» BRIEF: Return each record exactly as it appears, so that nothing is dropped or altered.

━━━━━ DATA SUPPLIED ━━━━━

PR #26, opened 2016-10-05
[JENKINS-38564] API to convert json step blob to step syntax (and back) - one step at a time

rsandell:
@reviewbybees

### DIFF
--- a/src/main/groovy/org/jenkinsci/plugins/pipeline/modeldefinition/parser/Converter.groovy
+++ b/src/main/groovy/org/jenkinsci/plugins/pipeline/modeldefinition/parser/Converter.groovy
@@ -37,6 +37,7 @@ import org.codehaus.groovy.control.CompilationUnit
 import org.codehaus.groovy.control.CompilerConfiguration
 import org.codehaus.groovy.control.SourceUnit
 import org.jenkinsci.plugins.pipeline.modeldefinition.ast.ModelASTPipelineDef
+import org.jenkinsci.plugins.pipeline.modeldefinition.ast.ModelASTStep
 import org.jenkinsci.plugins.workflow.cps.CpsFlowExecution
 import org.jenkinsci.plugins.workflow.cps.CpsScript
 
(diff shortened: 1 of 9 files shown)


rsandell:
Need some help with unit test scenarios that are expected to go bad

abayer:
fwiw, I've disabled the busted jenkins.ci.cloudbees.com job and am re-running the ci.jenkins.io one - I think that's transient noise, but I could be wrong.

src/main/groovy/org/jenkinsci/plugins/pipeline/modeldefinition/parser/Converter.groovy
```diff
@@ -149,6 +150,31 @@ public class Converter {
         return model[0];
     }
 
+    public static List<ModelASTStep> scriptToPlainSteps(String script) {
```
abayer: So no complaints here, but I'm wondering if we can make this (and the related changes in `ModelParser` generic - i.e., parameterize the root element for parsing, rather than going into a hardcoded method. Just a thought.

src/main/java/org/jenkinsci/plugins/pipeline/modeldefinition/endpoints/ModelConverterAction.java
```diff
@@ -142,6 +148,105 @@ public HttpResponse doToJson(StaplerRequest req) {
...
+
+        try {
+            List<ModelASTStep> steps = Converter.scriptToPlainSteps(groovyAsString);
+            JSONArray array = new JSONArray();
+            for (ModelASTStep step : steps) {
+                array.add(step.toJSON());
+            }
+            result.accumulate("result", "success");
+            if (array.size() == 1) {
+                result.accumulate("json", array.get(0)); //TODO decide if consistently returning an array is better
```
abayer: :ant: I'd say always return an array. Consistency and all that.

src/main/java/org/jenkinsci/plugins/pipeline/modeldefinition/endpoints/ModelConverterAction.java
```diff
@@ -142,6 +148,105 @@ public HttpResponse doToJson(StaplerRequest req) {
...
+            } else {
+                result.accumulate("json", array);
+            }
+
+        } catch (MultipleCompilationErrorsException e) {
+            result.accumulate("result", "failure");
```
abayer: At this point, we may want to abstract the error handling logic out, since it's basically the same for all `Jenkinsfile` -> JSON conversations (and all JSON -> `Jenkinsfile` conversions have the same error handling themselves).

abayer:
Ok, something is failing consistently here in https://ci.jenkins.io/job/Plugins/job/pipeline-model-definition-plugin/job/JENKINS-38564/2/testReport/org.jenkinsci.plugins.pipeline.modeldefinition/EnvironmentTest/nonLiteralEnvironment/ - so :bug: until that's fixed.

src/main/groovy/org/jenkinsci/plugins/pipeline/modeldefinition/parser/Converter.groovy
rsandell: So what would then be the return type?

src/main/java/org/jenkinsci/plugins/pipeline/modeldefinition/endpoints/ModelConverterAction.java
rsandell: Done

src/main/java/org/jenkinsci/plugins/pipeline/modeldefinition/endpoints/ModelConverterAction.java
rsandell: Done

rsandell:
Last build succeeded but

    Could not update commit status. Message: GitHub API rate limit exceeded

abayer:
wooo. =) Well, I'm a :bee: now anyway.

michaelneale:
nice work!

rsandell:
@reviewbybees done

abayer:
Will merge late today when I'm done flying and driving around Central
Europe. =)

━━━━━

» PROBLEM SOLUTION:
PR #26, opened 2016-10-05
[JENKINS-38564] API to convert json step blob to step syntax (and back) - one step at a time

rsandell:
@reviewbybees

### DIFF
--- a/src/main/groovy/org/jenkinsci/plugins/pipeline/modeldefinition/parser/Converter.groovy
+++ b/src/main/groovy/org/jenkinsci/plugins/pipeline/modeldefinition/parser/Converter.groovy
@@ -37,6 +37,7 @@ import org.codehaus.groovy.control.CompilationUnit
 import org.codehaus.groovy.control.CompilerConfiguration
 import org.codehaus.groovy.control.SourceUnit
 import org.jenkinsci.plugins.pipeline.modeldefinition.ast.ModelASTPipelineDef
+import org.jenkinsci.plugins.pipeline.modeldefinition.ast.ModelASTStep
 import org.jenkinsci.plugins.workflow.cps.CpsFlowExecution
 import org.jenkinsci.plugins.workflow.cps.CpsScript
 
(diff shortened: 1 of 9 files shown)


rsandell:
Need some help with unit test scenarios that are expected to go bad

abayer:
fwiw, I've disabled the busted jenkins.ci.cloudbees.com job and am re-running the ci.jenkins.io one - I think that's transient noise, but I could be wrong.

src/main/groovy/org/jenkinsci/plugins/pipeline/modeldefinition/parser/Converter.groovy
```diff
@@ -149,6 +150,31 @@ public class Converter {
         return model[0];
     }
 
+    public static List<ModelASTStep> scriptToPlainSteps(String script) {
```
abayer: So no complaints here, but I'm wondering if we can make this (and the related changes in `ModelParser` generic - i.e., parameterize the root element for parsing, rather than going into a hardcoded method. Just a thought.

src/main/java/org/jenkinsci/plugins/pipeline/modeldefinition/endpoints/ModelConverterAction.java
```diff
@@ -142,6 +148,105 @@ public HttpResponse doToJson(StaplerRequest req) {
...
+
+        try {
+            List<ModelASTStep> steps = Converter.scriptToPlainSteps(groovyAsString);
+            JSONArray array = new JSONArray();
+            for (ModelASTStep step : steps) {
+                array.add(step.toJSON());
+            }
+            result.accumulate("result", "success");
+            if (array.size() == 1) {
+                result.accumulate("json", array.get(0)); //TODO decide if consistently returning an array is better
```
abayer: :ant: I'd say always return an array. Consistency and all that.

src/main/java/org/jenkinsci/plugins/pipeline/modeldefinition/endpoints/ModelConverterAction.java
```diff
@@ -142,6 +148,105 @@ public HttpResponse doToJson(StaplerRequest req) {
...
+            } else {
+                result.accumulate("json", array);
+            }
+
+        } catch (MultipleCompilationErrorsException e) {
+            result.accumulate("result", "failure");
```
abayer: At this point, we may want to abstract the error handling logic out, since it's basically the same for all `Jenkinsfile` -> JSON conversations (and all JSON -> `Jenkinsfile` conversions have the same error handling themselves).

abayer:
Ok, something is failing consistently here in https://ci.jenkins.io/job/Plugins/job/pipeline-model-definition-plugin/job/JENKINS-38564/2/testReport/org.jenkinsci.plugins.pipeline.modeldefinition/EnvironmentTest/nonLiteralEnvironment/ - so :bug: until that's fixed.

src/main/groovy/org/jenkinsci/plugins/pipeline/modeldefinition/parser/Converter.groovy
rsandell: So what would then be the return type?

src/main/java/org/jenkinsci/plugins/pipeline/modeldefinition/endpoints/ModelConverterAction.java
rsandell: Done

src/main/java/org/jenkinsci/plugins/pipeline/modeldefinition/endpoints/ModelConverterAction.java
rsandell: Done

rsandell:
Last build succeeded but

    Could not update commit status. Message: GitHub API rate limit exceeded

abayer:
wooo. =) Well, I'm a :bee: now anyway.

michaelneale:
nice work!

rsandell:
@reviewbybees done

abayer:
Will merge late today when I'm done flying and driving around Central
Europe. =)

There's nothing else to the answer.